RECORDS FOR THIS EXERCISE
PR #67, opened 2020-03-04
Un uncrustify

bmagyar:
In the last few weeks uncrustify has proven to be more of an annoyance than help. 

I propose to make the uncrustify gh action step optional (if this is possible @piraka9011 ?) but otherwise remove uncrustify from the ament-generated tests. This should show up as a warning but not a blocker for a PR, especially not in the same list where *actual tests* are.

In the mean time, I propose to simply remove uncrustify checks from our CI tooling and periodically, manually run it. Call me immature but I would much more prefer to see commits adding good contributions with time spent on testing rather than PR-s dangling for days, sometimes weeks on trying to satisfy a tool. I volunteer to submit periodic `ament_uncrustify` fix PRs to both `ros2_control` and `ros2_controllers`, let's remove this barrier to entry from contributors.

PS: I can remove the second commit, it's there for testing :)

### DIFF
--- a/.github/workflows/lint.yml
+++ b/.github/workflows/lint.yml
@@ -31,7 +31,7 @@ jobs:
     strategy:
       fail-fast: false
       matrix:
-          linter: [cppcheck, cpplint, uncrustify]
+          linter: [cppcheck, cpplint]
     steps:
     - uses: actions/checkout@v1
     - uses: ros-tooling/setup-ros@0.0.13
--- a/controller_interface/CMakeLists.txt
+++ b/controller_interface/CMakeLists.txt
@@ -39,6 +39,7 @@ install(TARGETS controller_interface
 
 if(BUILD_TESTING)
   find_package(ament_lint_auto REQUIRED)
+  list(APPEND AMENT_LINT_AUTO_EXCLUDE ament_cmake_uncrustify)
   ament_lint_auto_find_test_dependencies()
 endif()
 
--- a/controller_manager/CMakeLists.txt
+++ b/controller_manager/CMakeLists.txt
@@ -48,7 +48,7 @@ if(BUILD_TESTING)
   find_package(ament_cmake_gmock REQUIRED)
   find_package(ament_cmake_gtest REQUIRED)
   find_package(ament_lint_auto REQUIRED)
-
+  list(APPEND AMENT_LINT_AUTO_EXCLUDE ament_cmake_uncrustify)
   ament_lint_auto_find_test_dependencies()
 
   ament_index_get_prefix_path(ament_index_build_path SKIP_AMENT_PREFIX_PATH)
--- a/controller_parameter_server/CMakeLists.txt
+++ b/controller_parameter_server/CMakeLists.txt
@@ -51,6 +51,7 @@ install(DIRECTORY include/
 
 if(BUILD_TESTING)
   find_package(ament_lint_auto REQUIRED)
+  list(APPEND AMENT_LINT_AUTO_EXCLUDE ament_cmake_uncrustify)
   ament_lint_auto_find_test_dependencies()
 
   set(test_config_file ${CMAKE_CURRENT_SOURCE_DIR}/test/config/test_controller_config.yaml)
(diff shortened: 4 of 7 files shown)


Karsten1987:
I strongly disagree with this, as it's really as simple as running `colcon test` to see if style errors are happening and if so, run `ament_uncrustify --reformat .` in the respective directory.

So that's a 👎  from me. But hey, you need two approvals to get it through. I'll follow the overall opinion.

piraka9011:
If we want ros2_control to be part of the ros2 packages then we should be following their style convention.
I also disagree on disabling linters since that will simply lead to code styling inconsistencies as the project moves forward. 
Some aliases I use that might help your workflow:
```
alias cct='colcon test'
alias cctps='colcon test --packages-select'
# v for verbose
alias cctv='colcon test --event-handlers console_direct+'
alias ucr='ament_uncrustify --reformat .'
```

bmagyar:
@piraka9011 the intention is not to remove formatting but to remove it from the test suite. It both clutters the *real* test output and raises an unnecessary barrier to entry for contributors, having to go through this section of tar. It is an automated tool to adjust code style, all I'm saying is that we should use it to do exactly that, not as an automated annoyance generator. I even volunteer to periodically run it on the repo to avoid style divergence (if we see value in keeping it).


@Karsten1987  https://github.com/ros-controls/ros2_control/pull/62
> I suspect that you’re using eloquent but the current master branch is on par with the latest ros2 master and thus the uncrustify version used has changed.

Meaning we are to roll with an arbitrary config file in a different repo that makes it into a nightly build? Or you expect everyone to work against the latest ros2 master branch from source? Shooting for a moving target.

bmagyar:
I'm posting a recent example that could have been merged a week ago
Screenshot from 2020-03-05 07 31 50

ddengster:
I'm already using ament_uncrustify past the first few commits. When I upload them I still get uncrustify errors, likely due to a different uncrustify config file (I'm using default eloquent).

Anyway, setting up a development branch `devel` with looser restrictions would be a good solution to both sides. Then you can apply the code consistency changes before merging to master.

bmagyar:
@ddengster I don't think there is any mistake on your side but that PR was a very good example ;) 

What I'm campaigning for is lowering the barrier to entry for contributing code. Not everyone gets paid to work ROS and a lot of good contributions go stale due to too many barriers we could simplify. I'm not being paranoid, I'm saying it out of years of `ros_control` maintenance experience.

piraka9011:
@bmagyar if you feel very strongly about it there's a [changing the status check requirements](https://help.github.com/en/github/administering-a-repository/enabling-required-status-checks) for a specific branch (say a `devel` branch) so that the PR isn't blocked.

I understand where you're coming from on lowering the barrier to entry. But if we want this to be a part of the ROS2 ecosystem then we need to abide by the standards/rules set by OSRF. Disabling linters (or any kind of test) isn't the way to go.

For context, Dirk pushed a breaking change a month or so back that cause uncrustify on master to diverge from eloquent which is why we're seeing this (and currently dealing with the consequences...). The solution IMO is to have contributors use uncrustify from master if they want to contribute and we can put this as a guideline in a `CONTRIBUTING.md` doc or as a PR template issue to minimize any issues in the future.

On a similar note, do you see value in an auto-linting bot/commit?

Karsten1987:
All PRs are targeted against master are on pair with ROS2 master (in this case Foxy). Therefore we have to rely on the linters which are being used on their master branches. 

There is the other option of opening a PR against the eloquent branch and later on forward port it. But that doesn't help you much as you've got to touch the code then in the forward PR.

Why not just using the `ament_uncrustify` version of master? There's no need to build all ROS2 from source.

bmagyar:
I like the auto-formatter bot idea. Would you guys be open to that? That wouldn't necessitate a develop branch but could merge things directly into master smoothly and the formatter would do it's job if there's anything to add. Either on every merge or periodically.

jordan-palacios:
I'm with @bmagyar in that uncrustify has been kind of in the way lately. Though maybe disabling it altogether is overkill. It seems most of the issues come from the fact that the PR owner runs a different version of the uncrustify config file than the CI. Being that the case, @bmagyar proposal of noting this in the PR template (#68) is a good solution.

To keep things agile, I would just like to propose that any format related issues that are not caught by the linter should be left out of the PR.

Karsten1987:
@bmagyar As we all agreed to disagree, should we maybe close this?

WHAT THE EXERCISE ASKS
Every line above is to be duplicated exactly as shown.

ANSWER TO THIS PROBLEM
PR #67, opened 2020-03-04
Un uncrustify

bmagyar:
In the last few weeks uncrustify has proven to be more of an annoyance than help. 

I propose to make the uncrustify gh action step optional (if this is possible @piraka9011 ?) but otherwise remove uncrustify from the ament-generated tests. This should show up as a warning but not a blocker for a PR, especially not in the same list where *actual tests* are.

In the mean time, I propose to simply remove uncrustify checks from our CI tooling and periodically, manually run it. Call me immature but I would much more prefer to see commits adding good contributions with time spent on testing rather than PR-s dangling for days, sometimes weeks on trying to satisfy a tool. I volunteer to submit periodic `ament_uncrustify` fix PRs to both `ros2_control` and `ros2_controllers`, let's remove this barrier to entry from contributors.

PS: I can remove the second commit, it's there for testing :)

### DIFF
--- a/.github/workflows/lint.yml
+++ b/.github/workflows/lint.yml
@@ -31,7 +31,7 @@ jobs:
     strategy:
       fail-fast: false
       matrix:
-          linter: [cppcheck, cpplint, uncrustify]
+          linter: [cppcheck, cpplint]
     steps:
     - uses: actions/checkout@v1
     - uses: ros-tooling/setup-ros@0.0.13
--- a/controller_interface/CMakeLists.txt
+++ b/controller_interface/CMakeLists.txt
@@ -39,6 +39,7 @@ install(TARGETS controller_interface
 
 if(BUILD_TESTING)
   find_package(ament_lint_auto REQUIRED)
+  list(APPEND AMENT_LINT_AUTO_EXCLUDE ament_cmake_uncrustify)
   ament_lint_auto_find_test_dependencies()
 endif()
 
--- a/controller_manager/CMakeLists.txt
+++ b/controller_manager/CMakeLists.txt
@@ -48,7 +48,7 @@ if(BUILD_TESTING)
   find_package(ament_cmake_gmock REQUIRED)
   find_package(ament_cmake_gtest REQUIRED)
   find_package(ament_lint_auto REQUIRED)
-
+  list(APPEND AMENT_LINT_AUTO_EXCLUDE ament_cmake_uncrustify)
   ament_lint_auto_find_test_dependencies()
 
   ament_index_get_prefix_path(ament_index_build_path SKIP_AMENT_PREFIX_PATH)
--- a/controller_parameter_server/CMakeLists.txt
+++ b/controller_parameter_server/CMakeLists.txt
@@ -51,6 +51,7 @@ install(DIRECTORY include/
 
 if(BUILD_TESTING)
   find_package(ament_lint_auto REQUIRED)
+  list(APPEND AMENT_LINT_AUTO_EXCLUDE ament_cmake_uncrustify)
   ament_lint_auto_find_test_dependencies()
 
   set(test_config_file ${CMAKE_CURRENT_SOURCE_DIR}/test/config/test_controller_config.yaml)
(diff shortened: 4 of 7 files shown)


Karsten1987:
I strongly disagree with this, as it's really as simple as running `colcon test` to see if style errors are happening and if so, run `ament_uncrustify --reformat .` in the respective directory.

So that's a 👎  from me. But hey, you need two approvals to get it through. I'll follow the overall opinion.

piraka9011:
If we want ros2_control to be part of the ros2 packages then we should be following their style convention.
I also disagree on disabling linters since that will simply lead to code styling inconsistencies as the project moves forward. 
Some aliases I use that might help your workflow:
```
alias cct='colcon test'
alias cctps='colcon test --packages-select'
# v for verbose
alias cctv='colcon test --event-handlers console_direct+'
alias ucr='ament_uncrustify --reformat .'
```

bmagyar:
@piraka9011 the intention is not to remove formatting but to remove it from the test suite. It both clutters the *real* test output and raises an unnecessary barrier to entry for contributors, having to go through this section of tar. It is an automated tool to adjust code style, all I'm saying is that we should use it to do exactly that, not as an automated annoyance generator. I even volunteer to periodically run it on the repo to avoid style divergence (if we see value in keeping it).


@Karsten1987  https://github.com/ros-controls/ros2_control/pull/62
> I suspect that you’re using eloquent but the current master branch is on par with the latest ros2 master and thus the uncrustify version used has changed.

Meaning we are to roll with an arbitrary config file in a different repo that makes it into a nightly build? Or you expect everyone to work against the latest ros2 master branch from source? Shooting for a moving target.

bmagyar:
I'm posting a recent example that could have been merged a week ago
Screenshot from 2020-03-05 07 31 50

ddengster:
I'm already using ament_uncrustify past the first few commits. When I upload them I still get uncrustify errors, likely due to a different uncrustify config file (I'm using default eloquent).

Anyway, setting up a development branch `devel` with looser restrictions would be a good solution to both sides. Then you can apply the code consistency changes before merging to master.

bmagyar:
@ddengster I don't think there is any mistake on your side but that PR was a very good example ;) 

What I'm campaigning for is lowering the barrier to entry for contributing code. Not everyone gets paid to work ROS and a lot of good contributions go stale due to too many barriers we could simplify. I'm not being paranoid, I'm saying it out of years of `ros_control` maintenance experience.

piraka9011:
@bmagyar if you feel very strongly about it there's a [changing the status check requirements](https://help.github.com/en/github/administering-a-repository/enabling-required-status-checks) for a specific branch (say a `devel` branch) so that the PR isn't blocked.

I understand where you're coming from on lowering the barrier to entry. But if we want this to be a part of the ROS2 ecosystem then we need to abide by the standards/rules set by OSRF. Disabling linters (or any kind of test) isn't the way to go.

For context, Dirk pushed a breaking change a month or so back that cause uncrustify on master to diverge from eloquent which is why we're seeing this (and currently dealing with the consequences...). The solution IMO is to have contributors use uncrustify from master if they want to contribute and we can put this as a guideline in a `CONTRIBUTING.md` doc or as a PR template issue to minimize any issues in the future.

On a similar note, do you see value in an auto-linting bot/commit?

Karsten1987:
All PRs are targeted against master are on pair with ROS2 master (in this case Foxy). Therefore we have to rely on the linters which are being used on their master branches. 

There is the other option of opening a PR against the eloquent branch and later on forward port it. But that doesn't help you much as you've got to touch the code then in the forward PR.

Why not just using the `ament_uncrustify` version of master? There's no need to build all ROS2 from source.

bmagyar:
I like the auto-formatter bot idea. Would you guys be open to that? That wouldn't necessitate a develop branch but could merge things directly into master smoothly and the formatter would do it's job if there's anything to add. Either on every merge or periodically.

jordan-palacios:
I'm with @bmagyar in that uncrustify has been kind of in the way lately. Though maybe disabling it altogether is overkill. It seems most of the issues come from the fact that the PR owner runs a different version of the uncrustify config file than the CI. Being that the case, @bmagyar proposal of noting this in the PR template (#68) is a good solution.

To keep things agile, I would just like to propose that any format related issues that are not caught by the linter should be left out of the PR.

Karsten1987:
@bmagyar As we all agreed to disagree, should we maybe close this?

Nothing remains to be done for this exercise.